§ **Work order**:
For the listing underneath, give the count of lines containing the string "name" and nothing further.

Start of Material provided

PR #119, opened 2026-09-18
Refuse re-reading a parent operation once it has a written correction

tpitre:
Stacked on #118 (retarget to main after it merges).

Re-reading a parent operation after a written correction both called the corrected nodes *refused* (the creation reader compares against the creation plan) and moved the journal revision the correction chain pins, stranding every later update of that component. That is how the Button root family became unusable earlier today.

The read is now refused by name, `react-parent-observation-superseded-by-correction`, and the app hides the action and points to the latest correction (**Inspect update again** / **Read design changes from the canvas**). Verified live against two corrected operations: refused, no journal event added.

Not repaired here, and said so in the ledger: the already-affected Button chain. Repairing it needs the chain replayed from the parent journal as it stood when the first correction was planned.


tpitre:
Folded into #118: that branch needed a rebase onto main anyway, so carrying this guard there saves a full CI cycle. The combined head passed the complete local fast lane (197/197) before it was pushed. The change is unchanged: re-reading a parent operation after a written correction is refused by name (`react-parent-observation-superseded-by-correction`), the app points to the latest correction instead, and the already-affected Button chain stays a named gap in the ledger.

End of Material provided

§ **Written response**:
2